The Pediatric HIV Confidential Case Report (CDC 50.42B) form (PCRF) is designed to collect
information that promotes understanding of HIV infection morbidity and mortality among patients less
than 13 years of age at time of diagnosis. This form reflects data that is required to be collected and some
that is recommended or optional. This guidance applies to all HIV infection data collection even if state
or local surveillance programs use a different form or medium for HIV case surveillance. See Appendix
for further guidance.

The Case Report Form in the Context of Document-Based Surveillance
Unlike case-based data management, document-based data management allows all documents to be stored
and retained electronically in their original formats. Instead of completing one form for a reported case,
fill out the applicable part of the form for each data source contributing information to that HIV case.
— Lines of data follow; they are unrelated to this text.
Issue #277, opened 2023-05-03
Investigate survival model alternatives to existing lifetime models


ricardoV94:
Could be more flexible:
  1. Easier to integrate covariates
  2. Easier to customize (priors, likelihoods, arbitrary structure)
  3. More similar approach to MMM (have on robust model that can be customized)

ricardoV94:
ya incorporate!

ColtAllen:
I'm planning to work on https://github.com/pymc-labs/pymc-marketing/issues/134 soon. The methodology for adding time-invariant covariates is rooted in survival analysis:

https://www.brucehardie.com/notes/019/time_invariant_covariates.pdf

Issue #273, opened 2023-05-03
Advertise GPU sampling in docs


ricardoV94:

wd60622:
Maybe this can be called out explicitly in https://www.pymc-marketing.io/en/stable/notebooks/general/other_nuts_samplers.html
Thoughts @juanitorduz? Or maybe this is completed?

wd60622:
Some good items here: 

- [ ] Add new or to existing notebook
- [ ] Add to the features list in the README / index

Any thing else @cluhmann?

cluhmann:
I think a small notebook demonstrating one or more (maybe it makes sense to demonstrate all) of the GPU-aware samplers and maybe some of the diagnostics one performs to make sure the GPU is registered/available? If the latter is omitted, it could probably just be some raw markdown I guess.

PR #2800, opened 2026-08-01
docs(mmm): tutorial on long-term brand effects with brand metrics and a Bayesian VARX

juanitorduz:
## Description

NB Review https://app.reviewnb.com/pymc-labs/pymc-marketing/pull/2800/changes/?expand=docs%2Fsource%2Fnotebooks%2Fmmm%2Fmmm_brand_metrics_long_term.ipynb

This PR adds a new example notebook, `docs/source/notebooks/mmm/mmm_brand_metrics_long_term.ipynb`, a tutorial on measuring the **long-term effect of brand marketing** by integrating brand-tracking metrics with an MMM through a two-stage Bayesian workflow:

1. **Stage 1**: an `MMM` with a time-varying intercept (HSGP, Matern 5/2) and a `TruncatedNormal(lower=0)` likelihood recovers the short-term channel contributions and an explicit *dynamic baseline*, after a prior predictive check against the observed sales.
2. **Stage 2**: a Bayesian VARX (via [`impulso`](https://github.com/thomaspinder/impulso), already a docs dependency) models {baseline, awareness, consideration} with brand spend exogenous. Its cumulative dynamic multiplier quantifies the long-run transmission of brand spend into base sales, with full posterior uncertainty.

The point of the pairing is that the total return on brand is the short-term effect, which is genuinely zero here, plus a 26-week multiplier that a standard MMM cannot see at all.

## What the notebook does

- **Everything is simulated, so everything is validated.** The data come from PyMC generative models following the `mmm_data_generator.ipynb` pattern: a spend model, a structural funnel (`pytensor.scan` recursions for awareness -> consideration -> base sales), and a generator `MMM` whose parameters, including the whole time-varying `intercept_contribution` path, are fixed with `pymc.do`. The true 26-week multiplier is 5.15 by construction.
- **The naive MMM is the foil.** With brand as a third channel it recovers a direct brand ROI of about zero, which is correct and useless. The two-stage headline recovers a median of 4.71 with a 94% HDI of [2.33, 6.31].
- **Stage-1 uncertainty is propagated rather than plugged in.** The headline is a mixed posterior that refits the VARX across 40 Stage-1 baseline draws. The single plug-in fit is kept as the over-confident comparison: its interval is half the width of the honest one (1.95 against 3.98).
- **Oracle refits localize the error.** Swapping in the true baseline, and then the latent surveys as well, shows the coefficient distortion in the plug-in fit is almost entirely Stage-1 smoothing error rather than survey noise or the VAR specification, which is exactly the generating equation. A fourth row refits with the default Minnesota prior to show what over-shrinking the funnel cross-lags costs.
- **Diagnostics get read, not just printed.** The fitted system's spectral radius is checked per posterior draw, lag-order criteria are run on both the estimated and the clean frame, and the stationarity tests (ADF, KPSS, Johansen, each with how to read it) sit in an appendix so the main flow stays on the measurement story.
- Registered in the gallery under MMM > Causal Inference.

## Notes for reviewers

- The dynamic multiplier is built from impulso's public `compute_ma_phi` and `lag_matrices` exports rather than `FittedVAR.dynamic_multiplier`, which is incompatible with ArviZ >= 1.0 (upstream: [thomaspinder/Impulso#273](https://github.com/thomaspinder/Impulso/issues/273)).
- The notebook runs end to end with real sampling in roughly six minutes, dominated by the 40 VARX refits in the mixed-uncertainty cell. Notebook CI mocks `mmm/**`, so that path stays fast.
- Known limitation: the stability ladder pools `keep_per_fit` draws per refit, so the 10-draw rung is a 1000-sample pool against 4000 at the 40-draw rung. Its tail quantiles therefore mix baseline-mixing with Monte Carlo error from the smaller pools.
- References: Cain (2022, IJRM), R. O'Sullivan's "Capturing the long-term causal effect of brand marketing", 1749.io's "Measuring Marketing Effectiveness Over the Long-Term", and Dekimpe and Hanssens (1999).

## Related Issue

- [ ] Closes #
- [x] Related to # (none; new example notebook)

## Checklist

- [x] Included tests that prove the fix is effective or that the new feature works (the notebook runs end to end with real sampling and validates recovery against simulated ground truth; the CI mock runner passes)


juanitorduz:
https://app.reviewnb.com/pymc-labs/pymc-marketing/pull/2800/changes/?expand=docs%2Fsource%2Fnotebooks%2Fmmm%2Fmmm_brand_metrics_long_term.ipynb

juanitorduz:
I think to use `FittedVAR.dynamic_multiplier()` we need https://github.com/thomaspinder/Impulso/pull/277 🤔

juanitorduz:
Thanks a lot for the review, @thomaspinder: genuinely useful!

Here some auto generated notes on the changes:

**Granger causality for the funnel ordering + ROPE** — done. There is a new "Granger Causality and the Funnel Ordering" subsection inside the validation section, running `fitted.granger_causality(...)` over all six ordered pairs of the endogenous block against the true `A` matrix. Since the generator has exactly two non-zero cross-lags (awareness → consideration and consideration → baseline) it doubles as a recovery check. The ROPE is set explicitly at 0.05 sd of the effect per sd of the cause, and the prose states what `p_rope` is not — following your `GrangerCausalityResult` docstring, which is the clearest statement of that distinction I have read anywhere.

One note: I build the HDI column by hand from `result.norm_draws` rather than calling `result.summary()`, because `summary()` and `hdi()` both pass `hdi_prob=` to `az.hdi`, which ArviZ 1.x renamed to `prob=`. Same root cause as #273.

**`integration_order` for the stationarity appendix** — done, and it is a real simplification. The separate `adf_test` / `kpss_test` cells are gone, replaced by one `integration_order(varx_df, variables=endog_vars)` call; the two-by-two ADF/KPSS verdict grid I was explaining by hand is now just the `joint_status` column, and `d_max` is the number the levels-VAR decision actually turns on. Johansen stays, since integration order does not speak to cointegration.

**`FittedVAR.dynamic_multiplier()` and the VAR posterior predictive check** — I would like both, and both are blocked on #277. This repo is on ArviZ 1.2 / PyMC 6 / Python 3.14, where:

```
fitted.dynamic_multiplier(horizon=5)
  -> TypeError: DataTree.__init__() got an unexpected keyword argument 'posterior_predictive'
fitted.posterior_predictive(seed=0)
  -> TypeError: DataTree.__init__() got an unexpected keyword argument 'posterior_predictive'
```

Both die on the same line pattern, `az.InferenceData(posterior_predictive=...)` (`fitted.py:254` and `:608`), since ArviZ 1.x aliases `InferenceData` to `xarray.DataTree`. I checked 0.0.11 hoping the fix had ridden along, but that line is unchanged there — so the hand-rolled `posterior_dynamic_multiplier` (built on your public `compute_ma_phi` / `lag_matrices`) stays for now, and there is no VAR PPC cell yet.

As soon as #277 lands in a release I will swap the helper body for `fitted.dynamic_multiplier(...)`, add the posterior predictive check with the coverage diagnostic from your how-to, and simplify the Granger table to `result.summary()`. Happy to hold this PR for that if you would rather the notebook ship using the public API throughout — just say the word. (Incidentally, the named-index fix in 0.0.11 is load-bearing for the PPC here: `varx_df`'s index is named `date`.

juanitorduz:
Unblocked by [impulso v0.0.12](https://github.com/thomaspinder/Impulso/releases/tag/v0.0.12) — thanks for turning #277 around so quickly, @thomaspinder. Pushed in 46207144, with the floor raised to `impulso>=0.0.12` (0.0.11 raises `TypeError` on all three paths below). All three of your remaining suggestions are in.

**`FittedVAR.dynamic_multiplier`.** The 25-line `posterior_dynamic_multiplier` helper over `compute_ma_phi` / `lag_matrices` is gone, replaced by a two-liner that calls the public method and reaches into `result.idata["posterior_predictive"]["dynamic_multiplier"]` for the draws. I kept a named wrapper rather than inlining because three call sites need the raw posterior rather than a `median()`/`hdi()` summary — the plug-in fit, the oracle refits, and the 40 baseline-draw refits that get pooled into the mixed posterior. `compute_ma_phi` drops out of the imports; `lag_matrices` stays, since the spectral-radius check still needs the companion matrix and there is no public helper for that.

The draws come back with exactly the dims and coords the hand-rolled version built, so this is a numerically exact swap. I re-executed the whole notebook and diffed every output cell against the previous run: **39 common cells, 1 differing** — the watermark, `impulso 0.0.11 -> 0.0.12`. Granger table, spectral radius, oracle comparison, ROI ladder, headline (`median 4.71, 94% HDI [2.33, 6.31]`) all identical to the digit. Also gone: the `arviz.MigrationWarning` that used to be the first output of the imports cell.

**Posterior predictive check.** New `### Posterior Predictive Check` subsection sitting between the convergence diagnostics and the `B_exog` read, using `fitted.posterior_predictive(seed=...)` and the coverage recipe from your predictive-checks how-to, broken out per series:

```
95% predictive band covers 96.3% of observations
  baseline: 97.8%
  awareness: 95.6%
  consideration: 95.6%
```

The figure is a three-panel time-series overlay (central 95% band vs the observed path, with the flight windows shaded) rather than `plot_ppc_dist`, since the three series live on very different scales. The prose is explicit that at 181 dates the binomial standard error at nominal 95% is ~1.6pp, so none of those splits is distinguishable from nominal — and that the observations are autocorrelated anyway, which makes even that generous.

What I found worth writing down is what this check *cannot* see. Two cells later the baseline equation turns out badly distorted (own lag pushed to ~0.95, consideration loading collapsed to zero, a spurious awareness loading in its place), and coverage comes out fine regardless: one-step-ahead replication conditioned on observed lags is blind to a reallocation of predictive power among coefficients. So the section says plainly that a model can replicate its own sample and still be wrong about where the effect travels — which is the same warning your `p_rope` docstring delivers, arriving through a third door. It also notes this is the only check in that whole section needing no ground truth, which is what makes it the one a practitioner can actually run.

**Granger table via `summary()`.** The hand-built HDI over `norm_draws` and the comment explaining why it existed (#273) are both deleted; each row is now `result.summary(prob=0.94).loc["norm"]`. I added a sentence noting `summary()` reports per-lag rows plus the aggregating `norm` row, and that at a single lag they carry the same information modulo sign. Values unchanged, as expected now that `hdi_bounds` normalises the keyword.

The `_arviz_compat` seam is doing exactly what it says on the tin from the consumer side — nothing in the notebook has to know which ArviZ line is installed.

juanitorduz:
@thomaspinder I think I am ready for another review round :)

thomaspinder (approved):
With the recent changes, this is looking great! Approved, with excitement

juanitorduz:
Thank you for your review @thomaspinder ! 

Exited to see impulso in action!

Patients for Whom Form is Indicated






Each child less than 13 years of age, who meets the HIV infection or stage 3 (AIDS) case
definition (available at https://www.cdc.gov/mmwr/preview/mmwrhtml/rr6303a1.htm).
In areas with perinatal exposure HIV reporting, all children born to HIV-infected mothers.
Includes each child whose infection status has not yet been determined, seroconverters, and
those exposed but determined not to be infected with HIV; inclusion of such patients is for
public health surveillance purposes only.
Each child with HIV infection progressing from an earlier or unknown stage to stage 3 (AIDS)
diagnosis.
Each child with HIV infection who has been reported but for whom updated information is
available such as new CD4 tests, viral load tests, or drug resistance tests (genotypic) reported
from a medical provider, additional risk factor information, updated current address
information, or a change in vital status.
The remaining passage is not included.